Now, back to "there is only you". I believe this to be the real truth here. I do not expect my argument to convince anyone, however I hope that it can force them to be honest: Their argument is against me, against my person.

Oe example is that I can create "illegal weapons" if I want, and yet "I must be punished. I must be taught a lesson." So, how can these "laws" be anything other than another way to control me and nothing more than that?

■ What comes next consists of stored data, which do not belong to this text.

PR #2701, opened 2026-03-24
fix: apply socket file mode when user/group are not set

### LINKED ISSUE #2594: Unix socket filesystem mode is not set  if user and / or group are null
**Issue**
When using a unix listener as such, without socket_user = "", socket_group = "", the file mode is not applied to the socket:
```
listener "unix" {
    address = "/run/sockets/openbao.sock"
    socket_mode = "0660"
}
```

**To Reproduce**
Use the above listener for a unix socket, then use ls -la in the listener dir to view permissions

**Expected behavior**
According to documentation at https://openbao.org/docs/2.4.x/configuration/listener/unix/:
```
unix listener parameters

    address (string: "/run/openbao.sock", <required>) – Specifies the address to bind the Unix socket.

    socket_mode (string: "", <optional>) – Changes the access permissions and the special mode flags of the Unix socket.

    socket_user (string: "", <optional>) – Changes the user owner of the Unix socket.

    socket_group (string: "", <optional>) – Changes the group owner of the Unix socket.

    disable_unauthed_rekey_endpoints (bool: false) - Whether to disable requests to the legacy unauthenticated rekey endpoints (under /sys/rekey/* and /sys/rekey-recovery-key/*). These are a security risk to leave exposed on public listeners.
```

This states that neither socket_user, socket_group or socket_mode are required. It does not state that to perform a mode change (And potentially a group change, untested) we need to set socket_user to a non nul value.

The code under openbao/helper/listenerutil/listener.go:195:setFilePermissions() doesn't have a case for only mode setting:
```
func setFilePermissions(path string, user, group, mode string) error {
	var err error
	uid, gid := os.Getuid(), os.Getgid()

	if user != "" {
		if uid, err = strconv.Atoi(user); err == nil {
			goto GROUP
		}

		// Try looking up the user by name
		u, err := osuser.Lookup(user)
		if err != nil {
			return fmt.Errorf("failed to look up user %q: %v", user, err)
		}
		uid, _ = strconv.Atoi(u.Uid)
	}

GROUP:
	if group != "" {
		if gid, err = strconv.Atoi(group); err == nil {
			goto OWN
		}

		// Try looking up the user by name
		g, err := osuser.LookupGroup(group)
		if err != nil {
			return fmt.Errorf("failed to look up group %q: %v", user, err)
		}
		gid, _ = strconv.Atoi(g.Gid)
	}

OWN:
	if err := os.Chown(path, uid, gid); err != nil {
		return fmt.Errorf("failed setting ownership to %d:%d on %q: %v",
			uid, gid, path, err)
	}

	if mode != "" {
		mode, err := strconv.ParseUint(mode, 8, 32)
		if err != nil {
			return fmt.Errorf("invalid mode specified: %v", mode)
		}
		if err := os.Chmod(path, os.FileMode(mode)); err != nil {
			return fmt.Errorf("failed setting permissions to %d on %q: %v",
				mode, path, err)
		}
	}

	return nil
}
```

**Environment:**
* OpenBao Server Version 2.5.1
* Server Operating System: AlmaLinux 10.1 x86_64
* Running under rootless podman in quadlets as an unprivileged user, which does have 2770 permissions on mounted volume. The volume mount to reference is: /mnt/persist/role/pki/var/run:/run/sockets:Z

Quadlet file:
```
[Unit]
Description=OpenBao Secrets Manager
After=local-fs.target
Requires=podman.socket

[Container]
Pod=openbao.pod
Image=ghcr.io/openbao/openbao:latest
AutoUpdate=registry

Environment=BAO_SKIP_DROP_ROOT=true
Environment=SKIP_CHOWN=true

Exec=bao server -config=/openbao/config

Volume=/mnt/persist/role/pki/var/run:/run/sockets:Z
Volume=/mnt/persist/role/pki/var/lib/openbao-data/config:/openbao/config:Z
Volume=/mnt/persist/role/pki/var/lib/openbao-data/file:/openbao/file:Z
Volume=/mnt/persist/role/pki/var/lib/openbao-data/logs:/openbao/logs:Z

[Service]
Restart=always

[Install]
WantedBy=multi-user.target default.target
```

```hcl
ui = true

api_addr = "unix:///run/sockets/openbao.sock"
#cluster_addr = "http://127.0.0.1:8201"
#cluster_name = "openbao.pki.core.lab.dttc.lan"

storage "file" {
    path = "/openbao/file/store"
#    node_id = "{{ ansible_facts['hostname'] }}.pki.core.lab.dttc.lan"
}

#seal "static" {
#    current_key_id = "20260303-1"
#    current_key = "file:///openbao/unseal.key"
#}

#listener "tcp" {
#    address = "127.0.0.1:8200"
#
#    // FIXME We can enable this as we're using Caddy as a terminator, but eventually we could/should fix this
#    tls_disable = "true"
#}

listener "unix" {
    address = "/run/sockets/openbao.sock"
    socket_mode = "0660"
}

```

**Fixes**
This is either a documentation issue, where we state we need to explicitly state the user and/or group, or we need to modify openbao/helper/listenerutil/listener.go:195:setFilePermissions() method to incorporate proper support for each single ACL operation.

In this case, I fixed it by updating me config to:
```
listener "unix" {
    address = "/run/sockets/openbao.sock"
    socket_mode = "0660"
    socket_user = "root"
    socket_group = "root"
}
```

Be careful with this fix if you're running outside of a rootless container.

majiayu000:
## Summary

Fixes #2594

The conditional in `unixListenerFactory` (`command/server/listener_unix.go:22-24`) used `&&` (AND), requiring **all three** of `SocketMode`, `SocketUser`, and `SocketGroup` to be non-empty before creating the `UnixSocketsConfig`. This caused `socket_mode` to be silently ignored when only mode was specified without user/group.

**Fix:** Change `&&` to `||` so the config is created when **any** of the three fields is set. The downstream `setFilePermissions()` already handles empty fields correctly:
- Empty user/group defaults to the current process uid/gid
- Empty mode skips `chmod`

## Test plan

- Added `mode_only` subtest to `helper/listenerutil/listener_test.go` — creates a `UnixSocketListener` with only `Mode="644"` and verifies permissions are applied
- Added `TestUnixListenerModeOnly` to `command/server/listener_unix_test.go` — verifies the factory function applies mode when only `SocketMode` is set
- All existing tests continue to pass

## Acknowledgements

 - [ ] By contributing this change, I certify I have not used generative AI (GitHub Copilot, Cursor, Claude Code, &c) in authoring these changes.
 - [ ] By contributing this change, I certify I have signed-off on the [DCO ownership](https://developercertificate.org/) statement and this change did not use post-BUSL-licensed code from HashiCorp. Existing MPL-licensed code is still allowed, subject to attribution. Code authored by yourself and submitted to HashiCorp for inclusion is also allowed.

### DIFF
--- a/helper/listenerutil/listener_test.go
+++ b/helper/listenerutil/listener_test.go
@@ -75,12 +75,9 @@ func TestUnixSocketListener(t *testing.T) {
 			t.Fatal(err)
 		}
 
-		mode, err := strconv.ParseUint("644", 8, 32)
-		if err != nil {
-			t.Fatal(err)
-		}
-		if fi.Mode().Perm() != os.FileMode(mode) {
-			t.Fatalf("expected permissions %o, got %o", os.FileMode(mode), fi.Mode().Perm())
+		expectedMode := os.FileMode(0o644)
+		if fi.Mode().Perm() != expectedMode {
+			t.Fatalf("expected permissions %o, got %o", expectedMode, fi.Mode().Perm())
 		}
 	})
 	t.Run("names", func(t *testing.T) {


helper/listenerutil/listener_test.go
```diff
@@ -55,6 +55,34 @@ func TestUnixSocketListener(t *testing.T) {
...
+			t.Fatal(err)
+		}
+
+		mode, err := strconv.ParseUint("644", 8, 32)
+		if err != nil {
+			t.Fatal(err)
+		}
+		if fi.Mode().Perm() != os.FileMode(mode) {
+			t.Fatalf("expected permissions %o, got %o", os.FileMode(mode), fi.Mode().Perm())
+		}
```
phil9909: In go (as in many programing languages) you can directly write octal numbers with the `0o` prefix (just like the more commonly known `0x` prefix for hex)

```suggestion
		expectedMode := os.FileMode(0o644)
		if fi.Mode().Perm() != expectedMode {
			t.Fatalf("expected permissions %o, got %o", expectedMode, fi.Mode().Perm())
		}
```

phil9909: Oh, I see you even did that in the other test 👍

phil9909:
I saw you deleted the "Acknowledgements" section from the PR template. I have re-added them now, please read them and check the boxes, if they apply.

helper/listenerutil/listener_test.go
majiayu000: Good catch, thanks! Fixed in 411ee1a — now using `0o644` octal literal directly instead of `strconv.ParseUint`.

majiayu000: Thanks for the review! 🙏

cipherboy:
Closing based on a glance at user profile and ignoring our PR template.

As I have said, some people want this, but all I want is for them to come on out and say it. I cannot determine if someone is an enemy if they just say "I believe in reasonable restrictions", a lot of people say that. Those who can be convinced already are convinced. Those who cannot be will never be. Being a martial artist, I must know my enemies, and this is not an "argument", it is a tool to identify my enemies, and nothing more.

This is, however, an interesting discussion, wouldn't you say, reader?


----------



## BLACK LION (Sep 11, 2008)

"from my cold dead hands"

"support and defend the constitution against all enemies, foriegn and domestic"  

I have a moral right to posess any tool necessary to defend aqainst my enemies....   look at how isreael does things....   thier whole culture is prepared for armagedon all the way down to thier bare hands.... in fact I can go there right now and join thier military... after a year service I can become a citizen....   we uses to be like this... a nation of rifleman...   
now the only trigger people pull is on the remote control....


----------



## Deaf Smith (Sep 11, 2008)

Even notice Hitler banned guns before he took real power? Mao banned guns from the populance (except party members) before he got real power. Or for that matter Lennin and Stalin, they took took up all the effective weapons (read guns.)

In fact the list goes on. Pol Pot, Castro, Idi Amin, etc... It goes way back in history. The Shogun did the same thing to! Nothing new.

This is what dictators do to control the populance. It almost always ends with genocide.

Sure it sounds so nice an idea. No guns, no violence. No guns, no murders. No guns no robberies. But violence, robberies, and murders where here long before guns and will be here long after guns have been supplanted by lasers or 'phasors' or whatever.

And yes, dictators have always been here and there will be others.

Say, have any of you ever seen the show, "Cross of Iron"? While I can't print it here, read the poem at the end, writen by Berthold Brecht. 

Cause one day it will happen again.

http://en.wikipedia.org/wiki/Cross_of_Iron

Deaf


----------



## sgtmac_46 (Sep 13, 2008)

'Gun Control' is really 'People Control'.  When someone says they are afraid of guns, it means they are afraid of their neighbor armed with a gun.  These are folks who fear their neighbor but TRUST a powerful bureaucatic government....they don't trust individuals but they TRUST powerful governmental entities.  I always found that bizarre.

Power corrupts.....I prefer POWER be spread throughout society, not concentrated in the hands of a few.  A GUN is a tool......it is a lever used to multiply force.  A gun is an instrument of power and the will.  

 Any society that decides it's citizens must be disarmed is a society that views it's citizens as peasants....as a group, a mob to be controlled as much as possible.  As children.


----------



## KenpoTex (Sep 13, 2008)

sgtmac_46 said:


> When someone says they are afraid of guns, it means they are afraid of their neighbor armed with a gun.


 That or they're just stupid...


----------



## The Anarchist (Sep 13, 2008)

I heard this somewhere else, but even if you find it funny, take the idea seriously.

What if you made, or discovered a new technology that made you invulnerable to bullets, or any other practical force that the "pro-control" people could use?

See, this is where it gets really interesting. I'll leave it up to those only with the most vivid imagination. To those without one, well realism and idealism don't exactly cancel each other out. Something to keep in mind.


----------



## sgtmac_46 (Sep 18, 2008)

KenpoTex said:


> That or they're just stupid...


 What do you mean 'or'?


----------



## kaizasosei (Sep 18, 2008)

i find the saying of jesus to be very philosophical and really martial.

'you should have no power over me, lest it should be given to you from above.'  

so basically, if you think you can kill me and you wish to kill me with all your heart, then go for it! give it a shot!


----------



## KenpoTex (Sep 18, 2008)

sgtmac_46 said:


> What do you mean 'or'?


heh...good point


----------